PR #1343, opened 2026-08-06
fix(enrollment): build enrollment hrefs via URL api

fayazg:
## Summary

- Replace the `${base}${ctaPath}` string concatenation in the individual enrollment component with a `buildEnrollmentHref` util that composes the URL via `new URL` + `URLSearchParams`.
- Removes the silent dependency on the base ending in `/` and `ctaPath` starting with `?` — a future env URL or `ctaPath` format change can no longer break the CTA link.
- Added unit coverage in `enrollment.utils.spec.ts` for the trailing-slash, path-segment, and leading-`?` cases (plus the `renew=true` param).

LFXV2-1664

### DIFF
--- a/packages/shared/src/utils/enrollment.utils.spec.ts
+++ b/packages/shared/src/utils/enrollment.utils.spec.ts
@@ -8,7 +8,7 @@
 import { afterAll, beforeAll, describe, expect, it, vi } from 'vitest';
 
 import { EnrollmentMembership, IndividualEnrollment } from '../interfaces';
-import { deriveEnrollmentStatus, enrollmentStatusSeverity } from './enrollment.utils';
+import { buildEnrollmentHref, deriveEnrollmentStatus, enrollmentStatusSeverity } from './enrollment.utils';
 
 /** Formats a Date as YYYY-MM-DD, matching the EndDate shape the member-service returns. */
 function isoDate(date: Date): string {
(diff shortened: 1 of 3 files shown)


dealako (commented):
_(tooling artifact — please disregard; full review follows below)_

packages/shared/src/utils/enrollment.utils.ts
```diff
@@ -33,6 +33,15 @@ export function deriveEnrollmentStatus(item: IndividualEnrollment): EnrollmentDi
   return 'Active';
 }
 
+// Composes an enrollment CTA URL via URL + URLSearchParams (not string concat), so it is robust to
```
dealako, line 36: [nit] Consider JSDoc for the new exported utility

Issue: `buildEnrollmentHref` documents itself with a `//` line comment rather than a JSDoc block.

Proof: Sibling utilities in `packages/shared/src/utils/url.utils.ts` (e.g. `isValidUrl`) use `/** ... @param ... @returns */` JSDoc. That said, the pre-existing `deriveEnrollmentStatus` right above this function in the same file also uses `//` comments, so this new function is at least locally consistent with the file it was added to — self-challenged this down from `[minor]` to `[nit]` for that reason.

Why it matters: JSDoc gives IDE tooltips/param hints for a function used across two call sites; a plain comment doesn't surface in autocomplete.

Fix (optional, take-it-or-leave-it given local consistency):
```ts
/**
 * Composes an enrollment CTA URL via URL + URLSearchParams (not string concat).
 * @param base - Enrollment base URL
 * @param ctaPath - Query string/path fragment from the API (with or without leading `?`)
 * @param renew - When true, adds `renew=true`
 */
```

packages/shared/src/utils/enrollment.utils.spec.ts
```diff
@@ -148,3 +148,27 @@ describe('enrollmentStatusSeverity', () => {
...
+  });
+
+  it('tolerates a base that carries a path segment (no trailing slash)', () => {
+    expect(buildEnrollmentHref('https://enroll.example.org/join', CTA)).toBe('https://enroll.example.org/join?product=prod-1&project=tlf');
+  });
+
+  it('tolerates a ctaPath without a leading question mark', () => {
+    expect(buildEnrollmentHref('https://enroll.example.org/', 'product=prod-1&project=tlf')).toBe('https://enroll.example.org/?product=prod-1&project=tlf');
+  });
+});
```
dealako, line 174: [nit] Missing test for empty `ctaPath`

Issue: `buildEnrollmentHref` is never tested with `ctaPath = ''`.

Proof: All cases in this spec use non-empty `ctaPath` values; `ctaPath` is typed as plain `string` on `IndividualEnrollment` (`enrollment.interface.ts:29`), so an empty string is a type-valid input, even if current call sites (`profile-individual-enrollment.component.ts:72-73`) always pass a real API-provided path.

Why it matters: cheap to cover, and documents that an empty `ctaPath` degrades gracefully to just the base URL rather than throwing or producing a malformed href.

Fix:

● ● ● ● ●

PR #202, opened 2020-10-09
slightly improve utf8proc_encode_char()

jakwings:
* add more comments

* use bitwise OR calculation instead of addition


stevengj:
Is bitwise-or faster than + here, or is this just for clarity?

● ● ● ● ●

_Exercise aim_. All that belongs in your answer is the stretch of entries above from the line with "PR #1343, opened 2026-08-06" through the line with "a JSDoc block.", printed exactly.

_Task result_.
PR #1343, opened 2026-08-06
fix(enrollment): build enrollment hrefs via URL api

fayazg:
## Summary

- Replace the `${base}${ctaPath}` string concatenation in the individual enrollment component with a `buildEnrollmentHref` util that composes the URL via `new URL` + `URLSearchParams`.
- Removes the silent dependency on the base ending in `/` and `ctaPath` starting with `?` — a future env URL or `ctaPath` format change can no longer break the CTA link.
- Added unit coverage in `enrollment.utils.spec.ts` for the trailing-slash, path-segment, and leading-`?` cases (plus the `renew=true` param).

LFXV2-1664

### DIFF
--- a/packages/shared/src/utils/enrollment.utils.spec.ts
+++ b/packages/shared/src/utils/enrollment.utils.spec.ts
@@ -8,7 +8,7 @@
 import { afterAll, beforeAll, describe, expect, it, vi } from 'vitest';
 
 import { EnrollmentMembership, IndividualEnrollment } from '../interfaces';
-import { deriveEnrollmentStatus, enrollmentStatusSeverity } from './enrollment.utils';
+import { buildEnrollmentHref, deriveEnrollmentStatus, enrollmentStatusSeverity } from './enrollment.utils';
 
 /** Formats a Date as YYYY-MM-DD, matching the EndDate shape the member-service returns. */
 function isoDate(date: Date): string {
(diff shortened: 1 of 3 files shown)


dealako (commented):
_(tooling artifact — please disregard; full review follows below)_

packages/shared/src/utils/enrollment.utils.ts
```diff
@@ -33,6 +33,15 @@ export function deriveEnrollmentStatus(item: IndividualEnrollment): EnrollmentDi
   return 'Active';
 }
 
+// Composes an enrollment CTA URL via URL + URLSearchParams (not string concat), so it is robust to
```
dealako, line 36: [nit] Consider JSDoc for the new exported utility

Issue: `buildEnrollmentHref` documents itself with a `//` line comment rather than a JSDoc block.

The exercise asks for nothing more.